Four hours from now, a half-hour after I’ve swallowed a Zanax, the corneas of both my eyes will be sliced and peeled back, reshaped, then laid into place where they will heal into permanent contact lenses.

Those of you who don’t know me very well may never have even seen me in glasses, cause I’m vain as hell. But I’ve needed visual correction since I was 10. Although my sight can be brought up to nearly 20/20 with glasses or contacts, without them I’m nearly helpless. The hand in front of my face starts to blur less than six inches from the end of my nose; street curbs are practically invisible, and slim trees appear entirely trunkless, their leafy heads floating like green clouds.

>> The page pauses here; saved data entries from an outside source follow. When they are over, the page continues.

Issue #1907, opened 2019-02-27
Reordering of pages


ThierryA:
- [ ] Add reorder mode that shrinks story pages via CSS transform so that all pages can be shown in the viewport at once, and allow them to be drag-n-dropped to new positions via jQuery UI (FTW)

dawidmlynarz:
👋 Hello! I have worked on the interactions for the *reordering pages*. Again I have produced Principle prototype to show you more interactions and flows. Please take a look at the prototype attached and share your thoughts.

![amp stories - reordering](https://user-images.githubusercontent.com/8026823/53569339-42808c80-3b64-11e9-87b1-97d37a64fbf9.gif)

🙌 Looking forward to your feedback!

jwold:
This looks really good @dawidmlynarz! One thing I want to callout is that from an accessibility perspective there also needs to be a way to do this without mouse support. Great work :)

dawidmlynarz:
🙏 Thanks! Good point with accessibility! I guess that adding some simple arrows while interacting with any Page in this view could be handy. 

I’m happy to explore that but I would like to know if this could be in the scope. Snother thing is if it should be done within the same ticket or as some separate enhancement for this feature?🙂

ThierryA:
Awesome work @dawidmlynarz, will drop a few comments on Invision shortly.

> I’m happy to explore that but I would like to know if this could be in the scope. Snother thing is if it should be done within the same ticket or as some separate enhancement for this feature?🙂

Accessibility is definitely part of the scope of v1.0.0 stable but not a P0 for the beta version, so we can revisit when we move to the v.1.0.0 stable version.

csossi:
Verified in QA

Issue #1903, opened 2019-02-26
Page horizontal viewing


ThierryA:
- [x] Remove up/down movement block arrows in page controls, or replace with right/left arrows
- [x] Implement carousel animation to show adjacent pages as you cycle through

dawidmlynarz:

Dear readers, I cannot see the big E.

But that will change very soon, and although I’m excited and happy as a lark about this, there’s a pull of trepidation. Part of my identity will cease. My hand flopping about the nightstand to find my glasses, as though there were eyes at the end of my fingertips. The wall that glasses are between me and the rest of the world: sometimes a hindrance, sometimes a buffer. The sexless way I feel behind spectacles. The watch I wear to bed because I can’t see my alarm clock. The gestures of a lens wearer: sliding the contact over with a finger to even out a wrinkle, deftly pushing the glasses back up the nose (and covertly flipping someone off at the same time).

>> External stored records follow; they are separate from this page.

PR #1976, opened 2019-03-15
Fix warning triggered when filtering kses allowed attributes

### LINKED ISSUE #1975: Warning triggered when filtering kses allowed attributes
Amp plugin throws warning on `wp_kses_post` function.

The filter function `whitelist_block_atts_in_wp_kses_allowed_html` assumes `$tags` are always an associative array, but sometimes they could be like below:

```php
$tags = [
    'form' => [
        'action' => true,
    ],
    'strong' => true,
];
```

As a result, amp plugin triggers warnings.

```
( ! ) Warning: Cannot use a scalar value as an array in /var/www/wordpress/wp-content/plugins/amp/includes/admin/class-amp-editor-blocks.php on line 83
```

fumikito:
This commit is to fix #1975 by considering tags could not be an array.

### DIFF
--- a/includes/admin/class-amp-editor-blocks.php
+++ b/includes/admin/class-amp-editor-blocks.php
@@ -77,6 +77,9 @@ class AMP_Editor_Blocks {
 		}
 
 		foreach ( $tags as &$tag ) {
+			if ( ! is_array( $tag ) ) {
+				continue;
+			}
 			$tag['data-amp-layout']              = true;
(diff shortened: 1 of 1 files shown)


westonruter:
@fumikito please sign the CLA and I'll get this merged.

fumikito:
@westonruter I've signed it! Thanks for your review and patience.

swissspidy:
@googlebot please check again

PR #1986, opened 2019-03-18
Ensure newly supported theme support arguments do not trigger a warning

felixarntz:
Following #1745, two new theme support arguments were introduced. However, when using them you currently see an unexpected notice that they are invalid. This PR fixes the bug.


swissspidy:
Can we perhaps add tests for this?

PR #1987, opened 2019-03-18
Work around edge case combination of PHP 7.2+ with old ICU version

swissspidy:
This is an alternative, simpler approach to #1834.

Note: I also removed the PHP 5.4 check because the plugin now requires PHP 5.4.


swissspidy:
@s-a-s-k-i-a Can you please test this PR on your client's website and let me know if it fixes the issue for you? That would be awesome!

s-a-s-k-i-a:
> @s-a-s-k-i-a Can you please test this PR on your client's website and let me know if it fixes the issue for you? That would be awesome!

Fixed! I like this dryer code. Thanks!

PR #1988, opened 2019-03-18
Animation order: only show valid options

### LINKED ISSUE #1984: [AMP Stories] Extract hasCycle() helper function
The `animationOrder()` reducer uses a simple `hasCycle()` helper function to check whether a given predecessor is legit or if it would end up in a cycle (i.e. A starting after B, and B starting after A).

Since this check is only performed in the reducer, the user can still select a potentially invalid option in the UI. Selecting it just won't do anything though, since the reducer rejects it.

Ideally, this helper function gets extracted, perhaps as a selector, so that it can be used not only in the reducer, but also within the `getAnimatedBlocks` function in the `withAnimationControls` HOC.

From there, we have two options:

1. Filter out any invalid options from the list so that the user cannot see them.
2. Flag invalid options instead so that the `AnimationOrderPicker` can display them as such (e.g. make them disabled and maybe add a warning).

Option 1 is the most straightforward for now, although it might make users wonder why they don't see all options in the dropdown. If that turns out to be the case, we can always explore option 2.

Original PR: #1904

swissspidy:
Fixes #1984.

To verify:

1. Add first block (A) with animation.
2. Add second block (B) with animation, choose to begin after A.
3. Edit A, verify that you cannot select it to start after B.

### DIFF
--- a/assets/src/components/with-animation-controls.js
+++ b/assets/src/components/with-animation-controls.js
@@ -17,7 +17,7 @@ import { AnimationControls } from './';
 
 const applyWithSelect = withSelect( ( select, props ) => {
 	const { getSelectedBlockClientId, getBlockRootClientId, getBlock } = select( 'core/editor' );
-	const { getAnimationOrder } = select( 'amp/story' );
+	const { getAnimationOrder, isValidAnimationPredecessor } = select( 'amp/story' );
 
 	const currentBlock = getSelectedBlockClientId();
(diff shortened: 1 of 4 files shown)


swissspidy:
The build already passed, but somehow the status here isn't updating 🤔

miina:
I've just restarted the build, perhaps it helps.

PR #1989, opened 2019-03-18
Improve tag name determination

### LINKED ISSUE #1881: Semantic meaning of text block

swissspidy:
Tries to ensure that there’s only ever one h1 tag on a page.

Also takes into account elements positioned at the very bottom of a page. These are unlikely to be headings and will be wrapped in `<p>` tags.

Fixes #1881.


miina:
Maybe we could also reflect the tag switch within the editor by changing the font weight?

swissspidy:
> Maybe we could also reflect the tag switch within the editor by changing the font weight?

Sounds interesting, although I am not sure if the changes would be a bit unexpected for users. Perhaps worth exploring in a future PR?

To give an example of why it might be unexpected:

Let's say we have two blocks, A (content: "Foo") and B (content: "Bar"). Because of the `maybeSetTagName()` logic, A gets an `h1` tag, and B an `h2`. When I now enter some longer text in A, it gets degraded to a `p` and B gets promoted to a `h1`. -> The font weight changes for both.

miina:
> Sounds interesting, although I am not sure if the changes would be a bit unexpected for users. Perhaps worth exploring in a future PR?

Yes, probably it would be unexpected. I was thinking of this due to the difference between the frontend and the editor view -- probably what the user sees in the frontend is also unexpected (bold in the frontend, normal weight in the editor). Alternatively we could by default remove the bold font-weight from headings in the frontend, however, that might not be the best either. Thoughts?

We can definitely leave this to future PR, possibly as part of #1967.

swissspidy:
> Alternatively we could by default remove the bold font-weight from headings in the frontend, however, that might not be the best either.

That would be my suggestion for now though. The important part is the semantic meaning. Boldness can always be added via the block toolbar.

PR #1992, opened 2019-03-19
Add PHP Extension dependencies to composer.json

### LINKED ISSUE #1985: Composer: Declare PHP Extension dependencies
While looking at #1834 I noticed that we currently don't declare PHP extension and library requirements in `composer.json`.

Off the top of my head, we'd need the following platform dependencies:

```json
{
  "require": {
    "ext-intl": "*",
    "ext-libxml": "*",
    "ext-dom": "*"
  }
}
```

Perhaps even `"lib-icu": "*"`, since that's being used by `ext-intl`.

swissspidy:
* Sorts dependencies alphabetically
* Adds `ext-intl`, `ext-libxml`, `ext-dom`, and `ext-iconv` as platform dependencies
* Uses a pinned version for the `cweagans/composer-patches` requirement to match all the other entries

Fixes #1985.

### DIFF
--- a/composer.json
+++ b/composer.json
@@ -1,19 +1,23 @@
 {
   "name": "ampproject/amp-wp",
+  "type": "wordpress-plugin",
   "description": "WordPress plugin for adding AMP support.",
   "homepage": "https://github.com/ampproject/amp-wp",
-  "type": "wordpress-plugin",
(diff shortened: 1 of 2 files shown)


westonruter:
Love it.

And then there is the Zen softness of my surroundings when I walk about unaided. For the last month or so, in preparation for the surgery, I’ve left my contacts mainly in their case and gone about all tasks in glasses. Needless to say, no strangers have flirted with me—the glasses are 12 years old, far past their expiration date for style, and they never looked that good on me to begin with. But I’ve played a bit with their convenience, the ease with which I can reveal the world to my naked eye. I’ve watched every detail of the Tea Lounge fuzz out, the track at Red Hook reduced to primary colors and simple shapes. It’s the ocular equivalent of putting in earplugs, something I do often to keep the external chaos of New York manageable.

I wonder how or if I would be different if my vision had remained eagle-eyed. How my personality was shaped by the ugly glasses I had as a kid and by the later prestige of owning contact lenses, how my parents understood that I truly needed them. The reputation I had for being geek smart: was it based on my vocabulary, or on my appearance? (It certainly wasn’t based on my grades.) The nights I didn’t stay somewhere because I had to take out my lenses. The clutter of solutions and cases and glasses in small overnight bags. The anxiety of not being able to see Power Point presentations at medical meetings because those conference rooms are so dry, squinting and wondering if I’m the only one. All the times I’ve heard, “you look smart in your glasses,” and wondering if that meant I look like an airhead without them.

Whatever. I can always get glasses without a correction. If I really feel the need to.


Post-op, Post Script.

When I awoke this morning, my eyes were fairly sealed shut by dried tears. They didn’t open easily, but when they did I could see my alarm clock in a bit of a haze. I looked like I was up until 4 a.m. crying and fell asleep in my contacts, and that’s sort of what it felt like.

Four hours later, however, there’s only a slight scratchiness and barely detectable swelling. The only thing noticeably odd are the small red “hickeys” left by the suction of the first part of the surgical process, but I wasn’t alarmed, as Dr. Coad told me to expect them.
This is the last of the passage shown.